Cartas de História. Em número de dez, as cartas apresentam histórias (estórias) ficcionadas, mas verosímeis. Para esse efeito são inspiradas usualmente em notícias dos meios de comunicação social, mas podem ter qualquer outra fonte de inspiração. Cartas de Informação. Apresentam dados e informação objetiva, rigorosa e confirmada sobre o assunto em debate. O número destas cartas não deve ultrapassar as três dezenas. Cartas de Controvérsia.
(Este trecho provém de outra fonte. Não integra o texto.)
Issue #465, opened 2023-08-22
Object already has been modified error


kolodziejczak:
**Description**

During executing integration tests errors are thrown about updating object that already has been modified in K8S.

**Expected result**

Check how to reproduce it manually, and then apply appropriate fixes to eliminate the error.

**Actual result**

Object has been already modified error thrown during integration tests.

**Steps to reproduce**
Run integration tests on local k3d cluster.

PR:
https://github.com/kyma-project/api-gateway/pull/695

PR #695, opened 2023-11-03
Fix object already modified error

werdes72:
**Description**

- Get an ApiRule from the cluster just before updating it's status, preventing object already modified errors

**Related issue(s)**
#465

### DIFF
--- a/controllers/gateway/apirule_controller.go
+++ b/controllers/gateway/apirule_controller.go
@@ -286,6 +286,11 @@ func retryReconcile(err error) (ctrl.Result, error) {
 }
 
 func (r *APIRuleReconciler) updateStatus(ctx context.Context, api *gatewayv1beta1.APIRule, status processing.ReconciliationStatus) (*gatewayv1beta1.APIRule, error) {
+	api, err := r.getLatestApiRule(ctx, api)
+	if err != nil {
+		return nil, err
+	}
+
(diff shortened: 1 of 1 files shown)


controllers/gateway/apirule_controller.go
```diff
@@ -295,9 +300,25 @@ func (r *APIRuleReconciler) updateStatus(ctx context.Context, api *gatewayv1beta
 	api.Status.AuthorizationPolicyStatus = status.AuthorizationPolicyStatus
 
 	r.Log.Info("Updating ApiRule status", "status", api.Status)
-	err := r.Client.Status().Update(ctx, api)
+	err = r.Client.Status().Update(ctx, api)
```
videlov, line 303: can we have a retry in here, like in Istio:
https://github.com/kyma-project/istio/blob/88aa69cd79b7ca3cf788e8a038ca8bc851809eef/controllers/status.go#L28-L45

we could retry setting the status, not needed to requeue whole reconcile for it when it fails:
https://github.com/kyma-project/api-gateway/blob/131495f2086a9b7a0ff896cb5f5768824ea1989f/controllers/gateway/apirule_controller.go#L246

videlov (changes requested):

barchw:
I checked as well, and the error does no longer happen :+1

videlov (approved):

Como o próprio nome indica são cartas para provocar o debate, a controvérsia, estimular o confronto de ideias, usando um discurso muitas vezes interrogativo e outras provocatório. O seu número, tal como a Cartas de Informação, não deve ser muito elevado, sendo aceitável duas dezenas.
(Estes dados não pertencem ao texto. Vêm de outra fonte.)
PR #751, opened 2023-11-28
Oathkeeper Maester resources first-time reconciliation failure

triffer:
**Description**

- Change order of maester resources 
- Change criteria to consider Oathkeeper deployment to be ready. We cannot use `dep.Status.UnavailableReplicas > 0`, since sometimes this passes, even when the deployment isn't ready. This happens probably, because the default value of UnavailableReplicas in the status struct is `0`.
- Use the `Available` condition type to verify the readiness of the Oathkeeper deployment. This also requires some tests to be adapted, since the status is not updated in these tests.
- Reduce retry for CRD and maester cluster role.

**Related issue(s)**


internal/reconciliations/oathkeeper/deployment.go
```diff
@@ -133,3 +128,13 @@ func getReplicasForDeployment(ctx context.Context, k8sClient client.Client) (str
 
 	return strconv.Itoa(int(*dep.Spec.Replicas)), nil
 }
+
+func hasMinimumReplicasAvailable(dep appsv1.Deployment) bool {
```
barchw, line 132: With the new approach we want wait for the restart to finish. As so, for example a CrashLoopBackoff of new pods during a rollout restart will not be seen as an error (as the deployment is in ConditionTrue during the whole restart/upgrade). Only the ReplicaSet condition is in progressing state. Are we fine with that?

barchw (changes requested):

internal/reconciliations/oathkeeper/deployment.go
triffer: I think with waiting for the deployment to be available we are already crossing the line of responsibility of the operator a little bit. 
In my opinion the operator has the responsibility to reconcile the cluster to an expected state. In our case one part of it is, that Oathkeeper resources are applied. Additionally we wait for the deployment to be Ready/Available. This validation of availability can already be seen as part of the monitoring. And monitoring is not a good use case for the reconciliation, because it succeeded, the next default reconciliation will happen in approx. 10h and until than no "monitoring" will happen.
If we not only monitor the availability of the deployment, but also the status of the ReplicaSet, we go even deeper into misusing reconciliation for monitoring.

barchw: Yes, in that terms it makes sense.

As sessões-­‐debate DeCiDe encorajam os participantes a terem uma voz ativa sobre o assunto em questão, evita a inibição que é frequente quando se está perante comunicações de especialistas, faz apelo à experiência dos cidadãos e atribui valor essa mesma experiência e, por último, tendo cada sessão-­‐debate um formato de jogo atribui a cada sessão um caráter de divertimento e convívio. No entanto, esta metodologia tem também os seus pontos fracos: não tem caráter representativo de uma comunidade ou população; enquanto processo consultivo os resultados do processo devem ser articulados com outros métodos de tomada de decisão; pode criar conflitos entre participantes; melhora a eficácia com um facilitador/dinamizador de sessão experiente na metodologia e com boa capacidade de comunicação. NOTAS 1. O projeto Decide, financiado no âmbito do quadro de programas europeus FP6 adaptou os conteúdos do Democs, para promover debates sobre temas de ciência. Foram desenvolvidos sete temas: Células Estaminais, Diagnóstico Genético Pré-­‐Implantação, VIH-­‐SIDA, Organismo Geneticamente Modificados, Xenotransplantes, Alterações Climáticas, Nanotecnologia. Os debates Play-­‐Decide, no âmbito daquele projeto europeu, realizaram-­‐se na sua maioria entre 2004 e 2008, em centros de ciência, universidades e escolas, um pouco por toda a Europa. Em 2007, a SETEPÉS, no âmbito de um financiamento da Agência Ciência Viva, realizou sessões-­‐debate DeCiDe sobre aqueles temas, em centros de ciência, bibliotecas, museus e cafés de 11 cidades de norte a sul de Portugal, com a participação de 756 pessoas. Em 2009, desenhou novos conteúdos, agora sobre o tema “A Europa dos Resultados” para um projeto do Centro Informação Europeia Jacques Delors, com o qual realizou sessões de formação para professores em dezenas de Escolas Secundárias do pais. Em 2011-­‐2012, no âmbito de um estudo sobre o Centro Histórico de Guimarães (Estudo Multidisciplinar Centro Histórico de Guimarães) utilizou aquela metodologia enquanto processo de audição de cidadãos daquela cidade (forma realizadas 4 sessões-­‐debate num total de 250 cidadãos).